We used the formula and the classification thresholds for PH risk proposed by Meune and colleagues to analyze our cohort. Among 346 patients (missing data did not allow for the calculation in 38 patients), 207 patients (59.83%) were at low risk, 108 (31.21%) were at intermediate risk, and 31 (8.96%) were at high risk of developing PH during the followup. Of the 8 patients diagnosed as having PAH during followup, 5 were classified as high risk, 1 as intermediate risk, and 2 as low risk. Of the 2 patients with PH associated with severe fibrosis, 1 was classified as intermediate risk and the other as low risk.

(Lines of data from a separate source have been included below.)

PR #2101, opened 2019-10-28
bug demo: try using colors from signals.

domoritz:
All I changes was using a signal instead of a specific value in the config. According to https://vega.github.io/vega/docs/config/#signals, I should be able to use signals in the config. However, the scenes change in unexpected ways when I do this.

### DIFF
--- a/packages/vega/test/scenegraphs/budget-forecasts.json
+++ b/packages/vega/test/scenegraphs/budget-forecasts.json
@@ -25,7 +25,7 @@
                       "x": 34,
                       "y": 0,
                       "opacity": 1,
-                      "stroke": "white",
+                      "stroke": "#ddd",
                       "strokeOpacity": 0.75,
                       "strokeWidth": 1,
                       "y2": -400
@@ -34,7 +34,7 @@
                       "x": 102,
                       "y": 0,
                       "opacity": 1,
-                      "stroke": "white",
+                      "stroke": "#ddd",
                       "strokeOpacity": 0.75,
                       "strokeWidth": 1,
                       "y2": -400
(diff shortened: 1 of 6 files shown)


packages/vega/test/scenegraphs/budget-forecasts.json
```diff
@@ -25,7 +25,7 @@
                       "x": 34,
                       "y": 0,
                       "opacity": 1,
-                      "stroke": "white",
+                      "stroke": "#ddd",
```
domoritz: The color should not change.

jheer:
Here is what is happening... The examples that are changing each involve a custom axis or legend color setting, that gets mapped to the `enter` set of an encoding block. The signal variables, on the other hand, are being written to the `update` set, as they might dynamically change, hence the overriding. This stems from the behavior of the [`addEncode`](https://github.com/vega/vega/blob/master/packages/vega-parser/src/parsers/encode/encode-util.js#L9) method in vega-parser's encode-util.js.

If I update the `budget-forecasts`, `jobs`, and `weather` examples to use top-level configuration parameters instead of explicit encode blocks targeting the `enter` set, the errors go away. I think this is a reasonable fix... If you target the `enter` set explicitly, Vega should of course respect that. If you use signals for configuration variables, it also seems reasonable that these should support reactive updates by default, requiring the use of the `update` set. The downside is that legacy code that uses custom encoding blocks that target the `enter` set would no longer work as intended if signal-based defaults are introduced.

The case of the `font-size-steps` example is more involved, where an explicit setting of `symbolStrokeColor` in the spec is getting overridden by the `symbolBaseStrokeColor` config value. These two entries are currently processed separately, such that the base config value is first written to the `update` block and the the explicit setting is then written to an `enter` block. This is a bug, regardless of the other aspects of this issue. I can easily fix the legend generation code in vega-parser to consider all these values in tandem.

Let me know if you have any thoughts / comments on these proposed changes.

domoritz:
Ahh, that makes sense. Thank you for the explanation and fix!

PR #2117, opened 2019-11-01
Support different radius for different rect corners

### LINKED ISSUE #1768: Corner radius should be less than mark span
When the `cornerRadius` of a bar exceeds half the span from the scaled data, effects like this result:

Exported

This is odd-looking. The `cornerRadius` should be pegged at runtime to be one half the span of the mark so the mark's corner curve doesn't invert.

The image above was generated from the following vega-lite spec:

```json
{
  "$schema" : "https://vega.github.io/schema/vega-lite/v3.json",
  "autosize" : {
    "contains" : "padding",
    "resize" : true,
    "type" : "fit"
  },
  "data" : {
    "url" : "data/seattle-weather.csv"
  },
  "encoding" : {
    "color" : {
      "field" : "weather",
      "legend" : {
        "title" : "Weather type"
      },
      "scale" : {
        "domain" : [
          "sun",
          "fog",
          "drizzle",
          "rain",
          "snow"
        ],
        "range" : [
          "#e7ba52",
          "#c7c7c7",
          "#aec7e8",
          "#1f77b4",
          "#9467bd"
        ]
      },
      "type" : "nominal"
    },
    "x" : {
      "axis" : {
        "title" : "Month of the year"
      },
      "field" : "date",
      "timeUnit" : "month",
      "type" : "ordinal"
    },
    "y" : {
      "aggregate" : "count",
      "type" : "quantitative"
    }
  },
  "height" : 449.5,
  "mark" : {
    "cornerRadius" : 24,
    "size" : 58,
    "type" : "bar"
  },
  "width" : 937
}
```

### LINKED ISSUE #1968: Support different radius for different rect corners
Currently, we have the `cornerRadius` property, which controls the radius for all corners of the rect marks. 

image

However, designers often prefer that bars have rounded corners only for the top of the bars:

image

image

For syntax, we could name the new encoding channels in one of the following ways:

1) `(topLeft/topRight/bottomLeft/bottomRight)CornerRadius`
2) `(top/bottom/right/left)CornerRadius`

I think 1) would be more flexible, but 2 would better support the described use case.  (We would only need to use `topCornerRadius` to produce the plots above.)

donghaoren:
Implement @kanitw's syntax design for corner radius on different corners. Now in addition to

```ts
cornerRadius: number;
```

we have

```ts
cornerRadius: {
    all?: number;
    left?: number;
    right?: number;
    top?: number;
    bottom?: number;
    topLeft?: number;
    topRight?: number;
    bottomLeft?: number;
    bottomRight?: number;
}
```

Priority is all < left/right < top/bottom < topLeft/topRight/bottomLeft/bottomRight.

Things I'm not sure:

- Should we commit files in the `docs` folder? I don't understand some changes in the compiled js files.
- Can we assume `w >= 0 && h >= 0` in `rectangle.js`, that would simplify the code?
- We can map data to the numerical corner radius, which applies to all corners. Is there a way to map data to individual corners like `cornerRadius.topLeft`?

Suggestion:
- Cubic curves are not good approximations to arcs, for large cornerRadius values, it doesn't look correct. We may consider using Bezier curves. Here is a good approximation: <http://spencermortensen.com/articles/bezier-circle/>.

#1768 is fixed along the way.

Fix #1768
Fix #1968


jheer:
Thanks for the PR! A few thoughts:

1. Please keep web documentation updates separate. Vega's docs folder is "live", such that any changes are directly published to the web. Documentation updates can be provided in a separate PR or as comments on this PR. Similarly, PRs should not include new build output copied to the docs folder.

2. I'm uncomfortable using an union-typed value for cornerRadius, encompassing both a number and a (somewhat complicated) object type. I would prefer a simpler scheme that keeps the current cornerRadius property unchanged, but adds four new flat properties (`cornerRadiusTopLeft`, `cornerRadiusTopRight`, `cornerRadiusBottomLeft`, `cornerRadiusBottomRight`). The existing `cornerRadius` would set the base radius value, which the more specific entries could then override.

3. Following the scheme outlined in item 2 above, I think the rectangle path implementation might be simplified to accept either 1 or 4 corner accessors as input. We could then instead modify [shapes.js](https://github.com/vega/vega/blob/master/packages/vega-scenegraph/src/path/shapes.js#L36) to do something like this:

```js
function value(a, b) { return a != null ? a : b; }

function crTL(item) { return value(item.cornerRadiusTopLeft, item.cornerRadius) || 0; }
function crTR(item) { return value(item.cornerRadiusTopRight, item.cornerRadius) || 0; }
function crBL(item) { return value(item.cornerRadiusBottomLeft, item.cornerRadius) || 0; }
function crBR(item) { return value(item.cornerRadiusBottomRight, item.cornerRadius) || 0; }

// ...

var rectShape = vg_rect().x(x).y(y).width(w).height(h)
                         .cornerRadius(crTL, crTR, crBL, crBR),
```

Alternatively, to avoid ambiguity with the argument order, the rectangle shape cornerRadius setter could accept either a single function or an object with accessor values (`{topLeft: crTL, ...}`).

jheer:
Update: after making the implementation changes described above, you can keep the documentation edits in this PR if you edit it to target the v5.8.0 branch instead. That said, please do not include the new build files (docs/vega.js, etc) in the updated PR. Thanks again!

kanitw:
> I'm uncomfortable using an union-typed value for cornerRadius, encompassing both a number and a (somewhat complicated) object type. I would prefer a simpler scheme that keeps the current cornerRadius property unchanged, but adds four new flat properties (cornerRadiusTopLeft, cornerRadiusTopRight, cornerRadiusBottomLeft, cornerRadiusBottomRight). The existing cornerRadius would set the base radius value, which the more specific entries could then override.

We'd be curious to hear why you prefer flat properties.

We think nesting is probably better for a few reasons:

1) AFAIK, I don't remember we use flat properties to override sub-parts of a property elsewhere in Vega. (I could be wrong, but it'd be great to see a counterexample if you have one.)

From what I see, we actually provide object forms for such properties:

- The top-level padding property accepts an object in the format: `{"left": 5, "top": 5, "right": 5, "bottom": 5}`. 

- [ColorValue](https://vega.github.io/vega/docs/types/#ColorValue) types also breaks fill/stroke into nested subparts (e.g., "r", "g", "b") -- though slightly different with additional "color" nesting. 

2) In practice, we figure that people would use either the fix value for all corners or setting both of the top corners like in the image below (or, similarly, "right" corners for horizontal bars):

image

Thus, we figure that `top` would be more useful than `topRight` + `topLeft`.  

(I can't even think when would users would like to change topRight alone without either `topLeft` or `bottomRight`.)

jheer:
You asked for examples of inter-property dependencies:
- `x`/`x2`/`xc`/`width` interact with each other, and if one tries to specify more than one, a system of precedence rules takes over. For example, `x2` takes precedence over width, and one can use `x`/`x2`/`xc` in conjunction: width = x2 - x, then x is recentered to xc.
- The `orient` property on area changes which spatial properties are used.

While `padding` supports an object property, it is a top-level property and not part of an encoding channel. On the other hand, no encoding channels (except for `text`) use union types (i.e., in terms of the values written to the scenegraph):
- Colors (`fill`, `stroke`) are a special case with an entirely different syntax for per-channel specification, and do not involve a union type for the underlying scenegraph value.
- `fontWeight` accepts string and numbers, but is actually an enum type, not a union type.
- `text` is the only exception in that it takes both a string and a string array (for multi-lines).

In addition, my approach was loosely modeled on CSS, in which the border-radius property actually resolves down to four properties (one for each corner). Obviously CSS also provides multi-value convenience options, but there are no "border-top-radius" or "bottom-bottom-radius" properties (nor any similar convenience patterns!). Somewhat following CSS, I'd be happier with support for an array-valued `cornerRadius` property with the following options:

- number or number[] (length 1): set radius for all corners
- number[] (length 4): sets [tl, tr, br, bl]
- number[] (length 2): sets [tl+tr, br+bl] 

The length 2 option differs from CSS: in CSS two element specs map to tl+br, tr+bl. But I think it is reasonable to differ here given your arguments.

Though this approach does introduce a union type, it still keeps the same base type, maintains backwards compatibility, doesn't involve complicated specifier objects, and one can implement a single consistent method for handling corner values by coercing the number case to an array (using vega-util's `array` method, for example).

If you agree, I'd be OK moving ahead with a single `cornerRadius` property that accepts either a number or number array.

In addition, the work so far seems to focus on `rect` marks. We should be sure that this works and is tested for `group` marks as well, which also support `cornerRadius`. Of course, the `arc` mark also has a cornerRadius property, but (a) I don't see a strong need for more control there, and (b) d3-shape only supports singular values anyway.

kanitw:
Ah, I can see why you won't like the object as it would look like this in Vega:

```
cornerRadius: {
  value: {
    topLeft: 1
    topRight: 2
  }
}
```

which I agree is quite weird.  Originally, I thought about it in Vega-Lite mark definition, which wouldn't look as weird: 

```
cornerRadius: {
  topLeft: 1
  topRight: 2
}
```

Given that we better have it be consistent in both VG and VG, maybe let's do the flattened version. 

The question is whether we want the convenient top/bottom/right/left version at all. (Again, I can't even think when would users would like to change `topRight` alone without either `topLeft` or `bottomRight`.)

----

Note that I think the array approach similar to CSS is also bad because people who use Vega-Lite/Altair/other wrappers aren't necessary CSS users and they would find this array order quite confusing (esp. without prior exposure to CSS).  

- People can read `cornerRadius: {topLeft: 1, topRight: 2, bottomRight: 3, bottomLeft: 4}` or the flat versions and figure out what happens right away. 
- On the other hand, `cornerRadius: [1, 2, 3, 4]` is quite confusing (unless people know how CSS works).  

In fact, the length-2 borderRadius in CSS actually sets top-left-and-bottom-right and top-right-and-bottom-left (according to https://developer.mozilla.org/en-US/docs/Web/CSS/border-radius), 

```
/* top-left-and-bottom-right | top-right-and-bottom-left */
border-radius: 10px 5%;
```

So this is quite confusing and doesn't match what we would want for vertical:

> number[] (length 2): sets [tl+tr, br+bl]

donghaoren:
Thanks for the comments!

I agree with @kanitw that the number array is quite confusing.

I'd vote for having the convenient versions with a proper priority order: cornerRadius < cornerRadiusLeft/Right < cornerRadiusTop/Bottom < cornerRadiusTopLeft/TopRight/BottomLeft/BottomRight. Because changing a single corner alone should be a pretty rare case. The issue I can see is whether cornerRadiusLeft should override cornerRadiusTop or vice-versa, but that should rarely occur.


Regarding this:

> Cubic curves are not good approximations to arcs, for large cornerRadius values, it doesn't look correct. We may consider using Bezier curves. Here is a good approximation: http://spencermortensen.com/articles/bezier-circle/.

Do you think it's a good idea to revise the corner curves in a separate PR? The use case is when people want to make one end of a rect completely round for stylistic reasons, it should give a nicer hemicircle.

jheer:
OK. FYI I'm working on a version of this today so no need for any additional work here.

jheer:
I just merged #2127 into the v5.8.0 branch, which adds the individual flat corner radius options discussed above - `cornerRadiusTopLeft`, `cornerRadiusTopRight`, `cornerRadiusBottomRight`, `cornerRadiusBottomLeft` - for both `rect` and `group` marks. That PR also updates rounded corner rendering to use cubic Bezier curves instead of quadratic Bezier curves. Thank you @kanitw for moving this forward and @donghaoren for the initial implementation approach!

Ultimately I decided not to add convenience options for top/left/bottom/right, as (1) they bloat the schema and implementation, (2) the total specification effort difference in Vega is just one channel value, (3) they require rather arbitrary precedence decisions, and (4) they can be supported in higher-level APIs like Vega-Lite and mapped to the primitives now provided by Vega.

PR #2514, opened 2020-04-07
Stricter ESLint

domoritz:
ESLint now enforces correct semicolons and quotes. I also moved eslint up to the root so that it can be enforced for everything and in a single call.


jheer:
Thanks!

Moreover, among the factors age, FVC, and DLCO/ VA, only the latter was significantly associated with PAH (P = 0.01), presumably because we excluded patients with severe lung fibrosis at baseline. Applying the proposed cutoff value of 2.73 in our cohort, we found 50.0% sensitivity and 86.0% specificity, yielding a 9.6% positive predictive value and a 98% negative predictive value to predict precapillary PH. The likelihood ratio allows us to calculate pretest and posttest probability of precapillary PH using Bayes theorem. For 346 patients, the 3-year incidence of precapillary PH was 2.9% in the Itinerair-Sclérodermie cohort and 3.9% in the Meune et al cohort. These values can be considered as the pretest probability of precapillary PH in these populations. Knowing the results of the Cochin RPS would lead to a posttest probability of 9.64% in the Itinerair-Sclérodermie cohort and 12.66% in the Meune cohort. Clearly, knowing the results of the Cochin RPS had a modest but not meaningless effect in both cohorts. Being classified in the low-risk subset did not exclude the risk of PH occurrence within a 3-year period. Nevertheless, such an approach is helpful for identification of patients who need closer monitoring and for early detection of the disease, which may result in better long-term outcomes (4). In addition, it reinforces the message that SSc patients with low DLCO (which is highly correlated to DLCO/VA) in the absence of lung fibrosis are at risk of developing PAH (5), and that SSc patients with a low FVC due to severe lung fibrosis are at risk of developing precapillary PH (6). The Cochin RPS may be helpful in clinical practice for close monitoring of high-risk SSc patients.


Dr. Humbert has received speaking fees and honoraria from Actelion, Bayer, GlaxoSmithKline, Lilly, Novartis, Pfizer, and United Therapeutics (less than $10,000 each).

Eric Hachulla MD, PhD*, Pierre Clerson MD†, Marc Humbert MD, PhD‡, * Hôpital Claude Huriez, Université de Lille 2, Lille, France, † Orgamétrie, Roubaix, France, ‡ Université Paris-Sud 11, INSERM U999 and Hôpital Antoine Béclère, AP-HP, Clamart, France.